Privately, Hussein had sought an understanding with Israel over an approach to the external and internal dangers facing the two countries. On his side, Hussein attempted to stop the passage of Syrian-based Palestinian guerrillas through Jordan into Israel, eventually breaking off diplomatic ties with Syria (May 23, 1967).
However, as tension mounted between Israel and Egypt and Syria in the spring of 1967, Jordan reversed its position and signed a defense pact with Egypt and Syria, placing Jordanian forces under Egyptian command.
Despite assurances from Israel that Jordan would not be attacked if it remained neutral, Israeli and Jordanian forces clashed in East Jerusalem, and King Hussein joined Egypt and Syria in the third Arab- Israel war in June 1967.
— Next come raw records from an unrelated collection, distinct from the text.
Issue #187, opened 2024-01-11
Rename header attribute


guynir42:
Change the Image's JSONB column from `header` to something else (maybe `additional_info` or just `info`). 

Consider also changing the `raw_header` attribute to `header`. 

Should also change the Exposure naming convention. 

This should be done very carefully as we use both `header` and `raw_header` all over the place.

Issue #179, opened 2024-01-03
What to do about coadding images with different target/section ID


guynir42:
Right now we require that some attributes of the images used as upstreams of a coadded image are all the same. For example: filter, instrument, section_id and target (maybe a few others). 

When making the coadded image (in the `Image.from_images()` method) there's a check that they are all the same and then we can use them to fill the attributes of the coadd image. 
If we allow them to be different, we need to decide:
- what would be put as the value in the coadded image? 
- how do we verify that the coadded images are in fact overlapping in coordinates?

guynir42:
Also we should make `section_id` nullable to allow coadd images that have multiple sections in the mix.

guynir42:
Addressed by #190

Issue #178, opened 2024-01-03
Reference index in the upstream_images list


guynir42:
Consider reverting the identification mode for which image is the reference, from the list index (current design) to using the image ID (which requires data multiplication but is safer as it doesn't depend on list ordering). 

Also, remove the new_image_index as that is only relevant for subtractions, and those only have two upstream images, so we can infer the new image as it is not the ref image.

guynir42:
Addressed by #190

Issue #160, opened 2023-12-18
Unique constraint on (image_id, provenance_id) for products


guynir42:
For Image products like SourceList or ZeroPoint there should only ever be one instance with the same image_id and provenance_id. 

We should add this as a unique constraint but maybe also as an index?

guynir42:
Addressed by #190

PR #190, opened 2024-01-14
Roundup of issues from recent PRs

guynir42:
Rounding up a bunch of semi-related issues into a single PR, to cleanup a bunch of open issues we collected when working on a set of recent PRs. 

- Replace indexing of `upstream_images` for `new_image` and `ref_image` with a single ID of the ref image. Issue #178 
- Replace the `Image.header` with `Image.info` and `Image.raw_header` with `Image.header`. Issue #187 
- Remove limitations when making combined images, such as having different section ID or target. Issue #179 
- Allow images to not have a `section_id`. Also part of Issue #179 
- Add constraint on products that are unique with regards to `image_id` and `provenance_id`. Issue #160 
- Make sure products have their own `provenance_id` as part of their filenames (to make them unique). Issue #146 
- `downstream_images` as a lazy-loaded relationship on Image. Issue #151 
- Remove `recursive_merge()` in favor of regular merge and the new `merge_all()` that runs on Image, SourceList and Reference, because it needs to take special care of the products (which are not relationships!).


guynir42:
In addition, and I don't know why this happened, I started to make some minor adjustments to how we merge things in the data store. That caused a whole bunch of bugs that I have been running after for three days, touching half of our code.

guynir42:
@rknop There are still a couple of test failures, related to object cleanup (not the actual logic of the tests). 
If you have time to review this, you can start, and I will fix the remaining minor issues tomorrow morning.

models/cutouts.py
```diff
@@ -44,6 +52,12 @@ def format(self, value):
         doc="The source list this cutout is associated with. "
     )
 
+    index_in_sources = sa.Column(
```
rknop, line 55: It occurs to me that there's a possible ambiguity here.  cutouts is associate with a source list, but the source lists on the new, ref, and sub will all have different indexes.  (And, it will often happen that there is no source in the ref's source list at this coordinate.)

I believe what's intended here is that this is the index in the sub's source list, and that that is the same thing that the sources_id points to.  We should make that clear in the documentation here.

(Assuming we're doing to do cutouts from warped ref, `and` that the ref was warped to the new, then the positions in all three images (ref, new, sum) will be the same.)

models/image.py
```diff
@@ -111,65 +111,46 @@ def format(self, value):
...
+            "Reference image used to produce this image, in the upstream_images list. "
         )
     )
 
     @property
     def new_image(self):
-        if self.new_image_index is None:
+        """Get the image that is NOT the reference image. This only works on subtractions (with ref+new upstreams)"""
+        image = [im for im in self.upstream_images if im.id != self.ref_image_id]
+        if len(image) == 0 or len(image) > 1:
```
rknop, line 151: If len(image) > 1, we should raise an exception here, rather than return None ; new_image() was called on a coadd rather than a subtraction, so new_image is meaningless.

models/image.py
```diff
@@ -487,8 +471,44 @@ def init_on_load(self):
...
+        new_image = self.safe_merge(session=session)
+        session.flush()
+        if self.sources is not None:
+            self.sources.image = new_image
+            self.sources.image_id = new_image.id
+            self.sources.provenance_id = self.sources.provenance.id if self.sources.provenance is not None else None
+            new_image.sources = self.sources.merge_all(session=session)
+            new_image.wcs = new_image.sources.wcs
+            new_image.zp = new_image.sources.zp
+            new_image.cutouts = new_image.sources.cutouts
```
rknop, line 494: I think this subverts lazy loading.  

I think if self.cutouts is None, I don't think you want to set new_image.cutouts here.  (Same for other fields.)

models/image.py
```diff
@@ -788,8 +806,8 @@ def from_images(cls, images, index=0):
         output.end_mjd = max([image.end_mjd for image in images])  # exposure ends are not necessarily sorted
 
         # TODO: what about the header? should we combine them somehow?
+        output.info = images[index].info
```
rknop, line 809: We should probably do some filtering on info and header just like you did with the attributes.

Practically speaking, when we swarp the images together, it will strip all of the header information out; you can pass an argument to swarp telling it which header keywords to copy from the first image in the list.  We should update the image's header and info attributes after the swarp is done.  (Not sure if it does that right now, will have to look.)

models/image.py
```diff
@@ -1071,7 +1099,7 @@ def invent_filepath(self):
             try:
                 section_id_int = int(self.section_id)
             except ValueError:
-                section_id_int = 0
+                section_id_int = 0  # TODO: maybe replace with a placeholder like 99?
```
rknop, line 1102: If only there were an Int equivalent of NaN, that would be the right thing to use here.

When do we use the section_id_int?  Perhaps we should just embrace that section_id needs to be a string.

models/instrument.py
```diff
@@ -1600,7 +1600,7 @@ def overscan_and_data_sections( self, header ):
         Parameters
         ----------
         header: fits.Header
-          The header of the image in question; use Image.raw_header not Image.header.
+          The header of the image in question; use Image.header not Image.info.
```
rknop, line 1603: With the names .header and .info instead of .header and .raw_header, the comment after the semicolon probably isn't needed any more.  (No harm leaving it in.)

pipeline/catalog_tools.py
```diff
@@ -384,7 +385,13 @@ def fetch_GaiaDR3_excerpt( image, minstars=50, maxmags=22, magrange=None, sessio
...
                     catexp.filepath = dbfile
                     catexp.save( localfile )
-                    session.add( catexp )
+                    existing_catexp = session.scalars(
+                        sa.select(CatalogExcerpt).where(CatalogExcerpt.filepath == dbfile)
+                    ).first()
+                    if existing_catexp is None:
+                        session.add( catexp )  # add if it doesn't exist
+                    else:
+                        catexp = existing_catexp  # use the existing one
```
rknop, line 394: Hmm... I'm a little disturbed by this.  We're saving a catexp, but then returning an existing database entry.  It's entirely possible that the disk file will have changed, but we don't want to do that.

Looking further up in the code, I think that this should never happen; if there's already a db entry with the same filename, it should have been caught by the query above that searches for existing catalogs.

This should really be an exception; if the query on the corners, mag limits, and number of items didn't return anything, but there's an entry in the database that already has the filename of the catalog excerpt we made here, then there's a problem with our filename scheme not being sufficiently unique.

pipeline/data_store.py
```diff
@@ -515,11 +515,11 @@ def get_image(self, provenance=None, session=None):
             # (If all the ids are None, it'll match even if the actual
             # objects are wrong, but, oh well.)
             if (self.exposure_id is not None) and (self.section_id is not None):
-                if ( (self.image.exposure_id != self.exposure_id) or
+                if ( (self.image.exposure_id is not None and self.image.exposure_id != self.exposure_id) or
```
rknop, line 518: What's the reason for this change?  If self.image.exposure_id is None, then shouldn't self.exposure_id also be None?

pipeline/data_store.py
```diff
@@ -1306,65 +1310,100 @@ def save_and_commit( self, exists_ok=False, overwrite=True, no_archive=False,
...
+            'image',
+            'sources',
+            'psf',
+            'wcs',
+            'zp',
+            'sub_image',
+            'detections',
+            'cutouts',
+            'measurements'
+        ]
```
rknop, line 1324: This is another one of those cases where if we change the code somewhere else to add a new thing to the datastore, we have to remember to add an element to this list.

At least, let's put a comment in __init__ that warns of this.  It might also be good to make a class atribute _attributes_to_save or some such that holds this list, which sits at the top of the whole class, and which the comment in __init__ points to.

tests/fixtures/decam.py
```diff
@@ -209,7 +214,8 @@ def decam_raw_image( decam_exposure ):
 def decam_small_image(decam_raw_image):
     image = decam_raw_image
     image.data = image.data[256:256+512, 256:256+512].copy()  # make it C-contiguous
-    return image
+
+    yield image
```
rknop, line 218: Is there any benefit to using `yield` rather than `return` when there's nothing in the function after the `yield`?  (I'd think if anything there's a benefit in using `return`, as it keeps it simpler; you don't have issues of calling it inside other things.)

rknop (changes requested):
Most of these cleanups look good.  I have a few questions and concerns, which are in the comments on the various lines of the code.

models/cutouts.py
guynir42: Agreed. I will add some thing in the docstring to make it clear that the sources refer to the subtraction image. 
Maybe it would even be better to call it "detections"?

models/image.py
guynir42: The problem is that `new_image` is not a function, it is a property. I think calling properties that routinely raise errors is going to be a headache (consider listing all properties of an  object). When it returns none you just know it is not relevant.

models/image.py
guynir42: This is supposed to only set the attributes that were already there. 
You cannot lazy load cutouts or sources without specifying the provenance (which means it never gets lazy loaded, only explicitly loaded). 
In this case you have to do this for the merge to work. It essentially replaces the "recursive merge".

models/image.py
guynir42: I have issue #172 to think about and sort this out.

models/image.py
guynir42: The problem is that if you are using actual integer values (like CCD number) you'd want the (customizable) naming convention to allow you to do things like 01, 02... in the filename, and that only works with integers. 

The only problem is that same naming convention will be incorrect when `section_id=None`. I am not sure what to do about this, hence the TODO.

models/instrument.py
guynir42: yeah, I agree.

pipeline/catalog_tools.py
guynir42: I think I had some issues with this during tests (when the CatalogExcerpt survived the test restart but the files didn't, or the other way around). I'll try to replace it with an exception and see if the tests pass.

pipeline/data_store.py
guynir42: There are some situations (e.g., where Image is loaded from the test cache without the proper links) where it would fail before having a chance to assign all the new relationships.

tests/fixtures/decam.py
guynir42: Some of the fixtures are nested, and if you have a return instead of a yield, it messes up the cleanup of the containing fixture.

pipeline/data_store.py
guynir42: I've refactored it into two lists at the beginning of the class definition. I still chose to explicitly initialize them in `__init__` because then my IDE doesn't complain that these attributes are defined outside the initialization.

models/cutouts.py
guynir42: I'm leaving it as `sources` because it is a `SourceList`, and using `detections` would make things much more confusing. I'll just add some emphasis in the docstrings.

guynir42:
@rknop I've addressed all comments. Please have another look and see if it is ok to merge (use the "see changes since last review" to save time). Thanks!

rknop (approved):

The June 1967 war was a watershed in the modern history of Jordan. Within 48 hours Israeli forces had overrun the entire territory west of the Jordan River, capturing Bethlehem, Hebron, Jericho, Nablus, Ram Allah, Janin, and the city of Jerusalem. Jordan suffered heavy casualties and lost one- third of its most fertile land, and its already overburdened economy was faced with supporting some 200,000 new refugees. Hussein had regarded entering the war [against Israel] as the lesser of two evils; he believed that, if he had not joined Egypt and Syria, they would have supported the Palestinians in overthrowing his regime. The loss of the West Bank and Jerusalem, devastating as it was, was preferable to the loss of his kingdom.
Despite the fact that an Arab summit meeting held in Khartoum in August 1967 passed the "three no's" resolution - -no peace with Israel, no recognition of Israel, and no negotiations with Israel-- King Hussein resumed his secret negotiations with Israel over the disposition of the West Bank and East Jerusalem. Relations with Israel were thus inseparably linked to the future of the Palestinians.
While privately willing to recognize the state of Israel and to cooperate with it across a wide range of issues, Hussein unrealistically sought the return of all the [Palestinian] territory lost to Jordanian rule, so he was not prepared to sign a peace treaty with the Jewish state. The two nations were no longer enemies, and cooperated against PLO terrorism, but there was little progress toward a lasting peace.